Substance P-induced nerve growth factor release is down-regulated by serotonin in serum-free cultured osteoarthritis macrophage-like synovial cells

Abstract Purpose Pain-induced neurogenic inflammation modulates osteoarthritis activity by neuron-derived molecules such as neurokinine A, substance P (SP), and serotonin (5-hydroxytryptamine, 5-HT). SP is regulated by nerve growth factor (NGF), however, the combinatory effect of SP, 5-HT and IL-1s on NGF expression is unknown in osteoarthritis. The objective of this study was to examine the involvement of these transmitters on NGF overexpression as a major inductor of neurogenic inflammation.

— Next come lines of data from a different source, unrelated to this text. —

PR #2404, opened 2021-03-01
TASK: Support PHP8 types and class property promotion

albe:
This change makes sure that PHP8 union types, nullable types and promoted properties can be used with proxied classes.

Depends on #2287
Related to #2468
Related to #2233


albe:
Apparently StyleCI does not yet support PHP 8 syntax 🤷‍♂️

.github/workflows/build.yml
```diff
@@ -16,19 +16,19 @@ jobs:
     strategy:
       fail-fast: false
       matrix:
-        php-versions: ['7.3', '7.4']
+        php-versions: ['8.0']
```
albe, line 19: This is just until we get the tests to correctly ignore the PHP8 implementations in 7.x

Neos.Flow/Tests/Unit/ObjectManagement/Proxy/CompilerTest.php
```diff
@@ -69,27 +69,27 @@ public function annotationsAndStrings()
                 '@\Neos\Flow\Annotations\Session'
             ],
             [
-                new Validate(['value' => 'foo1', 'type' => 'bar1']),
+                new Validate('foo1', 'bar1'),
                 '@\Neos\Flow\Annotations\Validate(type="bar1", argumentName="foo1")'
             ],
             [
-                new Validate(['type' => 'bar1', 'options' => ['minimum' => 2]]),
+                new Validate(null, 'bar1', ['minimum' => 2]),
```
albe, line 76: This shows that the choice to have `argumentName` as the anonymous argument was probably suboptimal. I would rather consider the validate type to be anonmyous - maybe something to consider for next major?

Neos.Utility.ObjectHandling/Classes/TypeHandling.php
```diff
@@ -51,9 +51,9 @@ public static function parseType(string $type): array
             throw new InvalidTypeException('Found an invalid element type declaration. A type "' . var_export($type, true) . '" does not exist.', 1264093630);
         }
 
-        $typeWithoutNull = self::stripNullableType($matches['type']);
-        $isNullable = $typeWithoutNull !== $matches['type'];
-        $type = self::normalizeType($typeWithoutNull);
+        $typeWithoutNull = self::stripNullableType($type);
```
albe, line 54: $typeWithoutNull/$isNullable never worked as expected - the nullable hint is not included in `$matches['type']`

Neos.Utility.ObjectHandling/Classes/TypeHandling.php
```diff
@@ -51,9 +51,9 @@ public static function parseType(string $type): array
...
+        $isNullable = $typeWithoutNull !== $type || $type === 'null';
```
albe, line 55: The `$type === 'null'` is a borderline edge-case tbh - no one should annotate something with just the type `null` and in PHP types that is even invalid. Anyway, if you do have `@param null $foo` and check if it is "nullable" I guess the expectation is it to be true?

.github/workflows/build.yml
albe:
```suggestion
        php-versions: ['7.3', '7.4', '8.0']
```

Neos.Utility.ObjectHandling/Tests/Unit/TypeHandlingTest.php
```diff
@@ -225,22 +225,26 @@ public function nullableTypes()
...
             ['null|SplObjectStorage', 'SplObjectStorage'],
             ['Doctrine\Common\Collections\Collection|null', 'Doctrine\Common\Collections\Collection'],
             ['Doctrine\Common\Collections\ArrayCollection|null', 'Doctrine\Common\Collections\ArrayCollection'],
             ['array<\Some\Other\Class>|null', 'array<\Some\Other\Class>'],
             ['ArrayObject<int>|null', 'ArrayObject<int>'],
+            ['?ArrayObject<int>', 'ArrayObject<int>'],
             ['SplObjectStorage<\object>|null', 'SplObjectStorage<\object>'],
             ['Doctrine\Common\Collections\Collection<ElementType>|null', 'Doctrine\Common\Collections\Collection<ElementType>'],
-            ['Doctrine\Common\Collections\ArrayCollection<>|null', 'Doctrine\Common\Collections\ArrayCollection<>'],
+            ['Doctrine\Common\Collections\ArrayCollection<string>|null', 'Doctrine\Common\Collections\ArrayCollection<string>'],
```
albe, line 240: Those were not valid types that can be parsed by `parseType()`

Neos.Utility.ObjectHandling/Classes/TypeHandling.php
```diff
@@ -24,7 +24,7 @@ abstract class TypeHandling
     /**
      * A property type parse pattern.
      */
-    const PARSE_TYPE_PATTERN = '/^(?:null\|)?\\\\?(?P<type>[a-zA-Z0-9\\\\_]+)(?:<\\\\?(?P<elementType>[a-zA-Z0-9\\\\_]+)>)?(?:\|null)?(?:\s|$)/';
+    const PARSE_TYPE_PATTERN = '/^\??(?:null\|)?\\\\?(?P<type>[a-zA-Z0-9\\\\_]+)(?:<\\\\?(?P<elementType>[a-zA-Z0-9\\\\_]+)>)?(?:\|null)?(?:\s|$)/';
```
albe, line 27: This effectively allows to annotate properties/arguments with `?string` - so in case we do parse PHP return types this would be covered then.

Neos.Flow/Classes/Persistence/Doctrine/Mapping/Driver/FlowAnnotationDriver.php
```diff
@@ -598,6 +598,7 @@ protected function evaluatePropertyAnnotations(ORM\ClassMetadataInfo $metadata)
             $mapping['fieldName'] = $property->getName();
             $mapping['columnName'] = strtolower($property->getName());
             $mapping['targetEntity'] = $propertyMetaData['type'];
+            $mapping['nullable'] = $propertyMetaData['nullable'];
```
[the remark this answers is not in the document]
sorenmalling: Is this related to the other changes or is it a separate PR?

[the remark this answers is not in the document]
albe: It was the logical consequence of exposing the `nulllable` information in the ClassSchema, since this is the place we have it for primarily. But it could (and maybe should) go into an own PR that highlights this as an actual feature with a description on how it works/behaves.

Neos.Flow/Classes/I18n/Cldr/CldrParser.php
```diff
@@ -87,9 +87,10 @@ protected function parseNode(\SimpleXMLElement $node)
 
             $parsedChild = $this->parseNode($child);
 
-            if (count($child->attributes()) > 0) {
+            $childAttributes = $child->attributes();
```
albe, line 90: `attributes()` can be `null`

mficzel:
I generally like this but consider it a bit breaky especially since the annotation api changed. Also it would be great to be able to convert the doctrine annotations at the same time.

Not sure about how fast Doctrine will be to support annotations but imho this would be great for Flow8.

albe:
As of doctrine/orm 2.9.x PHP attributes are supported, BUT their changes are breaking for us - see https://github.com/doctrine/orm/issues/8753

albe:
Update: As of doctrine/orm 2.9.3+ - which is allowed now in 7.0+ as of #2496 - PHP 8 attributes work now

Neos.Flow/Classes/ObjectManagement/Proxy/ProxyClass.php
```diff
@@ -247,18 +250,15 @@ public function render()
...
     {
-        $classDocumentation = "/**\n";
-
         $classReflection = new ClassReflection($this->fullOriginalClassName);
-        $classDescription = $classReflection->getDescription();
-        $classDocumentation .= ' * ' . str_replace("\n", "\n * ", $classDescription) . "\n";
 
-        foreach ($this->reflectionService->getClassAnnotations($this->fullOriginalClassName) as $annotation) {
-            $classDocumentation .= ' * ' . Compiler::renderAnnotation($annotation) . "\n";
+        $classDocumentation = str_replace("*/", "* @codeCoverageIgnore\n */", $classReflection->getDocComment()) . "\n";
```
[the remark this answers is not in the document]
albe: Probably best to extract this part into a separate PR... it's in a single commit already.

albe:
Rebased cleanly now and also extracted the docblock-preserving commit into #2533

albe:
Given the psalm tests fail with the PHP8 methods - maybe it makes more sense to run psalm with latest PHP version, rather than lowest?

kitsunet (approved):
Looks fine to me. Wondering a bit if any of the new features will have impact on eg AOP and if we need to do something about it. but I guess it should be fine for now.

sorenmalling (approved):
From reading it looks fine to me.

I am a bit/very much in doubt how to properly test it deeper, to give valuable feedback

sorenmalling:
@albe With the new `NamedConstructorAnnotation` annotation you mention in #2535 - doesn't it mean that you need to have one merge before the other, and we can't do a release with only one of these merged?

albe:
> @albe With the new `NamedConstructorAnnotation` annotation you mention in #2535 - doesn't it mean that you need to have one merge before the other, and we can't do a release with only one of these merged?

We should have both in optimally, but it only is an issue if you can't install latest doctrine/annotations in your setup for some reason. In that case you will see an error like above (in DocParser) instead of composer rejecting to install things in the worst case.

> I am a bit/very much in doubt how to properly test it deeper, to give valuable feedback

Unless you have some code base using PHP8 types (union / nullable) and/or classes with property promotion, it's impossible to test deeper really :) So no worries. If you have some idea for test fixtures, i.e. exactly such classes (like https://github.com/neos/flow-development-collection/pull/2404/files#diff-d7acfbcf9e4274f911c5c5f5f23ae6f8c8cecf4d64ebcc52d40b04bc050779b3), then that would be a great addition to cover potential cases that break compilation

Neos.Utility.ObjectHandling/Classes/TypeHandling.php
kdambekalns: I guess so…

kdambekalns (approved):

Neos.Flow/Classes/ObjectManagement/Proxy/Compiler.php
```diff
@@ -276,6 +276,29 @@ protected function stripOpeningPhpTag($classCode)
...
+     * @param \ReflectionAttribute $attribute
+     * @return string
+     */
+    public static function renderAttribute($attribute): string
+    {
+        $attributeAsString = '\\' . $attribute->getName();
+        if (count($attribute->getArguments()) > 0) {
+            $argumentsAsString = [];
+            foreach ($attribute->getArguments() as $argumentName => $argumentValue) {
+                $renderedArgumentValue = var_export($argumentValue, true);
```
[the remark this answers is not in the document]
kdambekalns: Which "other method" do you mean?

Neos.Flow/Tests/Unit/ObjectManagement/Proxy/CompilerTest.php
kdambekalns: No idea on where validation is used more. But I have no issue with `@Flow\Validate("$myArg", type="NotEmpty")`, TBH. What is _not_ straighforward with that?

kdambekalns:
7.3 / lowest fails due to Guzzle vs. Behat…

Methods Serum-free cultured macrophage-like synovial cells from 5 OA patients were stimulated with SP, 5-HT and interleukin lβ (IL-1β), and supernatants were analysed for NGF. Results SP at a concentration of 200 ng/ml stimulated the NGF release (mean ± SEM) by 3.1-fold ± 0.90 (P = 0.04) in the supernatant but not at 50 ng/ml. 10 μM 5-ΗΤ or 200 IU/ml IL-1β alone did not stimulate NGF significantly (1.6-fold ± 0.20, P = 0.2 and 1.5-fold ± 0.22, P = 1.2). However, 50 ng/ml SP + 200 IU/ml IL-1β increased NGF concentrations as combinatory effect by 2.5-fold ± 0.37 (P = 0.02). In contrast, NGF dropped to 0.3-fold ± 0.03 (P = 0.0009) in response 10 μM 5-ΗΤ + 50 ng/ml SP. The triple combination of 10 μM 5-HT + 200 IU IL-1β/ml + 50 ng SP/ml abolished 5-ΗΤ-induced NGF suppression (1.8-fold ± 0.37, P = 0.01)⋅ Conclusion SP might trigger synovitis via a self-perpetuating feedback loop in OA pain. The SP-mediated response is down regulated by a combination of 5-HT. The synergistic or antagonistic effect of SP, 5-HT and IL-1β should be further investigated.